- [ABOUT THIS EXERCISE] The task calls for the count of lines containing "rebase" in these records, given as a number with no other words.
######
Issue #232, opened 2017-03-23
Log Ingestion from systemd


lynchc:
Need log ingestion from systemd. something better than my crappy journalctl piping. bdb ref'd this:

https://github.com/jmesmon/rust-systemd/blob/master/tests/journal.rs

PR #359, opened 2017-12-06
RFC: systemd-journald source

ibotty:
This is getting closer to working. There are (at least) the following tasks still to do (disregarding code review requests).

- [ ]  Documentation,
- [ ]  Matching DSL in config file (selecting which messages to ingest),
- [ ]  Upstreaming rust-systemd pull-request (jmesmon/rust-systemd#35),
- [ ]  `cfg-config` it out on platforms that don't support/run systemd,
- [ ]  properly setting the timestamp,
- [ ]  tests,
- [ ]  fixing travis-ci, so it tests (at least building) this source.

Original message below.
---
This is an untested journald source.

It depends on an (still unreviewed) pull request to the systemd crate: jmesmon/rust-systemd#35

There are a few things missing. It cannot
 * filter yet what messages to ingest (by unit, or anything else);
 * ingest historical messages.

It also does not contain any documentation. Where should I put it?

I am still not sure what configuration API is best to describe matching the log records to get (systemd-journald can AND and OR matches. See `sd_journal_add_match(3)`). Or whether that is even desirable. What is easily possible and should be done before merging is simple filtering by one field.

ref #232

### DIFF
--- a/Cargo.lock
+++ b/Cargo.lock
@@ -193,6 +193,7 @@ dependencies = [
  "serde 1.0.23 (registry+https://github.com/rust-lang/crates.io-index)",
  "serde_derive 1.0.23 (registry+https://github.com/rust-lang/crates.io-index)",
  "serde_json 1.0.7 (registry+https://github.com/rust-lang/crates.io-index)",
+ "systemd 0.2.0",
  "tempdir 0.3.5 (registry+https://github.com/rust-lang/crates.io-index)",
  "toml 0.4.5 (registry+https://github.com/rust-lang/crates.io-index)",
  "url 1.6.0 (registry+https://github.com/rust-lang/crates.io-index)",
@@ -312,6 +313,15 @@ source = "registry+https://github.com/rust-lang/crates.io-index"
 dependencies = [
  "winapi 0.2.8 (registry+https://github.com/rust-lang/crates.io-index)",
  "winapi-build 0.1.1 (registry+https://github.com/rust-lang/crates.io-index)",
+]
+
+[[package]]
+name = "cstr-argument"
+version = "0.0.2"
+source = "registry+https://github.com/rust-lang/crates.io-index"
+dependencies = [
+ "cfg-if 0.1.2 (registry+https://github.com/rust-lang/crates.io-index)",
+ "memchr 1.0.2 (registry+https://github.com/rust-lang/crates.io-index)",
 ]
 
 [[package]]
@@ -708,6 +718,14 @@ dependencies = [
 ]
 
 [[package]]
+name = "libsystemd-sys"
+version = "0.1.0"
+dependencies = [
+ "libc 0.2.34 (registry+https://github.com/rust-lang/crates.io-index)",
+ "pkg-config 0.3.9 (registry+https://github.com/rust-lang/crates.io-index)",
+]
+
+[[package]]
 name = "log"
 version = "0.3.8"
 source = "registry+https://github.com/rust-lang/crates.io-index"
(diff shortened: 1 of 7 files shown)


blt:
This is really tidy. I think there'll be a little re-integration kerfuffle once #339 lands but hopefully not too much. The intention is for #339 to be merged in short order. 

> It also does not contain any documentation. Where should I put it?

Right now we park all documentation in the [wiki](https://github.com/postmates/cernan/wiki). Sources / Sinks are broken down in their header page according to their stability. [Sources](https://github.com/postmates/cernan/wiki/Sources). If you don't have edit privileges for the wiki do let me know. 

Every so often I look into moving cernan's docs in-tree. By the time we hit 1.0 I'd really like to be publishing on crates.io again – limited by #360 – and have in-tree docs. 

> I am still not sure what configuration API is best to describe matching the log records to get (systemd-journald can AND and OR matches. See sd_journal_add_match(3)). Or whether that is even desirable. What is easily possible and should be done before merging is simple filtering by one field.

I'd say it's desirable. I don't have a suggestion on format as yet but I'll noodle on it. Log matching is also something I'd be willing to create a follow-up issue for, on the way to stabilizing this source.

ibotty:
Thank you for your encouragement, Brian.

Could you please have a look on how to remove some `clone`s? I think
they are a bit obsessive (not in the critical path, so not necessarily
too bad, but bad style).

I will write some documentation post-merge, so the wiki does not 
describe vaporware ;).

I will add some basic matching today or tomorrow and lightly test it.

I am totally fine waiting for #339. I will rebase on top of it when it
is ready.

ibotty:
I lightly tested it today and ran into a few problems.

 * There is a bug that messages get delivered twice. I am investigating why that happens. I do think it's either in my pull request to `jmesmon/rust-systemd` or  `systemd/systemd` itself.

 * It fails in `sink::Console`'s `format_time`, because I don't pass the timestamp right. That leads me to:
How is `LogLine::time` to be used? Does it really only count the number of seconds till epoch? Only seconds resolution? I get way better resolution from journald's records (which I will continue to save in a separate field), but that sounds limiting.

When commenting out the offending lines (around `l.time()`), I get cernan to write journald messages to stdout using the console sink!

I use the following config.

```toml
[sources]
[sources.journald.one]
journal_files = "all"
runtime_only = false
local_only = true
forwards = ["sinks.console"]

[sources.journald.one.matches]
MESSAGE="aha"

[sinks]
[sinks.console]
bin_width = 10
flush_interval = 60
```

ibotty:
I think I fixed the duplicate record problem. I'll add a task list above.

Feel free to update the task list, if something comes to mind.

blt:
> Could you please have a look on how to remove some `clone`s? I think
they are a bit obsessive (not in the critical path, so not necessarily
too bad, but bad style).

Sure thing. I'm fiddling with postmates/quantiles right now but I'll be back to have a proper read-through here for sure.

> I will write some documentation post-merge, so the wiki does not
describe vaporware ;).

I appreciate that. The wiki is kinda tough in that regard.

ibotty:
#339 just got merged. I will rebase this pull request in the next days.

ibotty:
I am a little lost here. When we want to use our own event loop, we will have to reinvent quiet a bit of code because the convenient functions that libsystemd provides can't be used. Reimplementing them is mostly boring (porting modern reasonable C to rust), but I honestly can't motivate me doing it: Ultimately it is going to be not much better! The old function uses epoll (buried in some C), as will the new implementation with mio. I don't think we gain much reimplementing it.

What do you think?

blt:
@ibotty I don't think I'm following. In general, I fully support not reimplementing stuff if we can help it / the code is better for not doing so. 

Can you walk me through what would need to be reimplemented here? After @pulltab's work we've been aiming to get everything slotted nicely into mio loops.

ibotty:
Sorry. Systemd's journal API has a set of synchronous functions that are easy to work with. When using blocking, they use epoll under the hood. The asynchronous API (where you get to poll (by any means) by yourself) is way more low level.

Quote of `sd_journal_get_fd(3)` on a system with systemd's man pages:

> A synchronous alternative for using **sd_journal_get_fd()**, **sd_journal_get_events()**, **sd_journal_get_timeout()** and **sd_journal_process()** is **sd_journal_wait()**. It will synchronously wait until the journal gets changed. [...]
> Internally this call simply combines **sd_journal_get_fd()**, *sd_journal_get_events()**, **sd_journal_get_timeout()**, **poll()** and **sd_journal_process()** into one.

pulltab:
Hi, @ibotty.

From my 10 seconds of Googling it seems that `sd_journal_wait` takes a timeout parameter.  As long as your source polls for System events (read: Shutdown) on a somewhat regular basis I don't see the harm in continued use of blocking calls.

For example, consider what was done in file_server: https://github.com/postmates/cernan/blob/master/src/source/file/file_server.rs#L174

ibotty:
This is superseded by #399.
######
- [EXPECTED ANSWER] 2